## Goal of the exercise
From the very first line down to the line containing "readonly repositories: string;", write out the material exactly as it appears, and no more.

## Material for this exercise

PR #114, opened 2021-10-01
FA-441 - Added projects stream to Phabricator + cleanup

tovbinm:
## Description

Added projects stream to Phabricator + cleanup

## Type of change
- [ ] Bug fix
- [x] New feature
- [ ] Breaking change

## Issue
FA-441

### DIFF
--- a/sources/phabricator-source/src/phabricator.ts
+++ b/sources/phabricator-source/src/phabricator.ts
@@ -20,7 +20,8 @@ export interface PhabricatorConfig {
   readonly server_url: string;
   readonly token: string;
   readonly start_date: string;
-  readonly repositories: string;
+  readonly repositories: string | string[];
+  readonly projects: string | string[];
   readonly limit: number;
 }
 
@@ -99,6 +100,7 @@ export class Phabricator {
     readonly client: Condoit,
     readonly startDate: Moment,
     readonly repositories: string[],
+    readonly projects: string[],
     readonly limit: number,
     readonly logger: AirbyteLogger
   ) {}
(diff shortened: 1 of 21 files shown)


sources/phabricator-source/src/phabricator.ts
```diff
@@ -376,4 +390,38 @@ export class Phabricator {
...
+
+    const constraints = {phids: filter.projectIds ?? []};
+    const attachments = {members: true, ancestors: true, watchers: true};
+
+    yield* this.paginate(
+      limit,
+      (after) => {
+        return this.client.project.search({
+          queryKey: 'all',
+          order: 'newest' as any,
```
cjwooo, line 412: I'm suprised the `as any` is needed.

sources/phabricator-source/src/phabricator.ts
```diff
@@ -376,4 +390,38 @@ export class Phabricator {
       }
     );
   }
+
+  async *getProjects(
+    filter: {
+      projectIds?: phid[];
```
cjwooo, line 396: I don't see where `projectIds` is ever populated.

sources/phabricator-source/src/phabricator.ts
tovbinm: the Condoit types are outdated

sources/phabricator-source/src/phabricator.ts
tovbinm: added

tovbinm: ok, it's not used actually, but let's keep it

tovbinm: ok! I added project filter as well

## Answer
PR #114, opened 2021-10-01
FA-441 - Added projects stream to Phabricator + cleanup

tovbinm:
## Description

Added projects stream to Phabricator + cleanup

## Type of change
- [ ] Bug fix
- [x] New feature
- [ ] Breaking change

## Issue
FA-441

### DIFF
--- a/sources/phabricator-source/src/phabricator.ts
+++ b/sources/phabricator-source/src/phabricator.ts
@@ -20,7 +20,8 @@ export interface PhabricatorConfig {
   readonly server_url: string;
   readonly token: string;
   readonly start_date: string;
-  readonly repositories: string;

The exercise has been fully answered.